Personal information
- Born: 16 April 1977 (age 49) Hamburg, Germany
- Nationality: German
- Height: 1.74 m (5 ft 9 in)
- Playing position: Right back

Club information
- Current club: Retired

Youth career
- Years: Team
- 1986-1992: TuS Nenndorf
- 1992-1996: VfL Horneburg

Senior clubs
- Years: Team
- 1996-1999: Buxtehuder SV
- 1999-2001: Randers HK
- 2001-2007: Buxtehuder SV
- 2007-2010: KIF Kolding
- 2010-2012: Buxtehuder SV

National team ^{1}
- Years: Team / Apps / (Gls)
- 1998-?: Germany / 223 / (483)

Medal record
Representing Germany
Women's handball
World Championship
| Bronze medal – third place | 2007 France | Team |

= Stefanie Melbeck =

German handball player (born 1977)

Stefanie Melbeck (born 16 April 1977 in Hamburg) is a retired German handball player.
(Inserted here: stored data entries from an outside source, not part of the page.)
PR #267, opened 2023-11-11
Update `releaseName` default value

spencertransier:
This PR updates the default `releaseName` attribute from sending only the `CFBundleVersionKey` to now include the `CFBundleIdentifierKey`, `CFBundleShortVersionString`, and `CFBundleVersionKey`. Sentry releases are global across all projects in an organization, so only relying on the `CFBundleVersionKey` was causing conflicts between apps that had the same release number. This will now correctly separate the releases.

The `releaseName` format that we're sending now is the default format that Sentry uses for the `releaseName`. I decided that it would be good to explicitly define that format in this library so that we can ensure future consistency for release names across all the apps. 

I had trouble using the TracksDemo app to test updating the release version in Sentry, so I created a test branch for WooCommerce iOS that points to this dev branch: `test/sentry-release-name` (The only change there is updating the `podfile` to point here)

Using that test branch, I was able to verify that the releases are now being sent up to Sentry with the updated attributes. You can see that the `16.2 (16.2.0.0)` and `16.1 (16.1.0.1)` releases show the full version information now:

Screenshot 2023-11-13 at 4 43 21 PM

---

### DIFF
--- a/Sources/Remote Logging/Crash Logging/CrashLoggingDataProvider.swift
+++ b/Sources/Remote Logging/Crash Logging/CrashLoggingDataProvider.swift
@@ -22,11 +22,6 @@ public protocol CrashLoggingDataProvider {
 /// Default implementations of common protocol properties
 public extension CrashLoggingDataProvider {
 
-    // According to https://docs.sentry.io/platforms/apple/configuration/releases/:
-    // "If no release name is set, the SDK creates a default combined from CFBundleIdentifier,
-    // CFBundleShortVersionString, and CFBundleVersion, for example my.project.name@2.3.12+1234"
-    //
-    // Clients can set a custom releaseName value if needed
     var releaseName: String {
         let bundleVersion = Bundle.main.infoDictionary?[kCFBundleVersionKey as String] ?? ""
         let bundleIdentifier = Bundle.main.infoDictionary?[kCFBundleIdentifierKey as String] ?? ""
--- a/Sources/Remote Logging/Crash Logging/CrashLoggingDataProvider.swift
+++ b/Sources/Remote Logging/Crash Logging/CrashLoggingDataProvider.swift
@@ -23,11 +23,11 @@ public protocol CrashLoggingDataProvider {
 public extension CrashLoggingDataProvider {
 
     // According to https://docs.sentry.io/platforms/apple/configuration/releases/:
-    // "If no release name is set, the SDK creates a default combined from CFBundleIdentifier, 
+    // "If no release name is set, the SDK creates a default combined from CFBundleIdentifier,
     // CFBundleShortVersionString, and CFBundleVersion, for example my.project.name@2.3.12+1234"
     //
     // Clients can set a custom releaseName value if needed
-    var releaseName: String? = nil
+    var releaseName: String?
 
     var additionalUserData: [String: Any] {
         return [ : ]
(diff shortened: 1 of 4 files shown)


Sources/Remote Logging/Crash Logging/CrashLoggingDataProvider.swift
```diff
@@ -23,7 +23,13 @@ public protocol CrashLoggingDataProvider {
...
     var releaseName: String {
-        return Bundle.main.object(forInfoDictionaryKey: kCFBundleVersionKey as String) as! String
+        let bundleVersion = Bundle.main.infoDictionary?[kCFBundleVersionKey as String] ?? ""
+        let bundleIdentifier = Bundle.main.infoDictionary?[kCFBundleIdentifierKey as String] ?? ""
+        let bundleShortVersion = Bundle.main.infoDictionary?["CFBundleShortVersionString"] as? String ?? ""
+
+        // This is the format that Sentry recommends for version numbers.
+        // See https://docs.sentry.io/platforms/apple/configuration/releases/#bind-the-version
+        return "\(bundleIdentifier)@\(bundleShortVersion)+\(bundleVersion)"
     }
```
mokagio: Looking at the docs from that link, Sentry says it can set the value by itself if none is provided:

image

Have you considered doing that?

mokagio (commented):
How do you feel about adding a unit test to verify the format we compute is as we expect it to be right now and ensure it will remain like that in the future (or, rather, have a safeguard against unintentionally changing it)

mokagio:
@spencertransier I saw CI failed because the change in the source code now requires changes to the tests too, which makes me wonder whether it might require changes in the clients as well.

Depending on the amount of work required, and given that the release tracking inconsistency is a blocker for a project in WooCommerce (internal ref pdnsEh-1mT-p2) feel free to ship a version with your override since you already proven it works. We can iterate on this with more clam later. 👍

spencertransier:
@mokagio When I was chatting with @jkmassel about this the other day, he suggested making `releaseName` an optional string so that clients could pass in their own release name if needed. Looking through our iOS apps, though, DOiOS/Mac is the only one not relying on the default behavior that's current the Tracks library. And even DO is [just passing the same format as the Sentry default](https://github.com/bloom/DayOne-Apple/blob/638e7285c86e03f86c00b39f275dda52726e1bc4/core/DOCore/DOCore/DOCrashLogging.swift#L74C1-L74C1) so that the DO releases would be configured correctly (what WCiOS is trying to accomplish). Seeing that all the apps want this format anyway, I don't see a need to provide a way to customize the `releaseName` in this library.

Considering that, what do you think about the changes I just pushed to remove the `releaseName` from the protocol entirely and only rely on Sentry's default? It would be a breaking change and we would need to bump the library to `3.0.0`. DOiOS/Mac is the only A8C app that would actually need to be updated (and it would just be removing their custom releaseName at that). Then the other A8C apps that update to `3.0.0` would get the improved `releaseName`'s for free without needing to making any changes other than updating the library.

I tried out the latest PR change in the WCiOS test branch and it worked great. The new version showed up in Sentry with the expected format.

mokagio (approved):
> Considering that, what do you think about the changes I just pushed to remove the `releaseName` from the protocol entirely and only rely on Sentry's default?

I like the idea!

> I tried out the latest PR change in the WCiOS test branch and it worked great. The new version showed up in Sentry with the expected format.

Awesome.

> It would be a breaking change and we would need to bump the library to 3.0.0. 

Would it be a breaking change? The `var { get }` requirement has been removed from the protocol, which makes me think that clients implementing it would not break as the compiler would consider their property declaration to be one for the object itself and not required by the protocol. If we had added one, then that's when I think the compiler would bark at us.

Regardless of the version number, let's do this!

She last played for the club Buxtehuder SV, and has earlier played for the Danish clubs Randers HK and KIF Kolding.

She won a bronze medal with the German national team at the 2007 World Women's Handball Championship.

She participated at the 2008 Summer Olympics in China, where the German team placed 11th.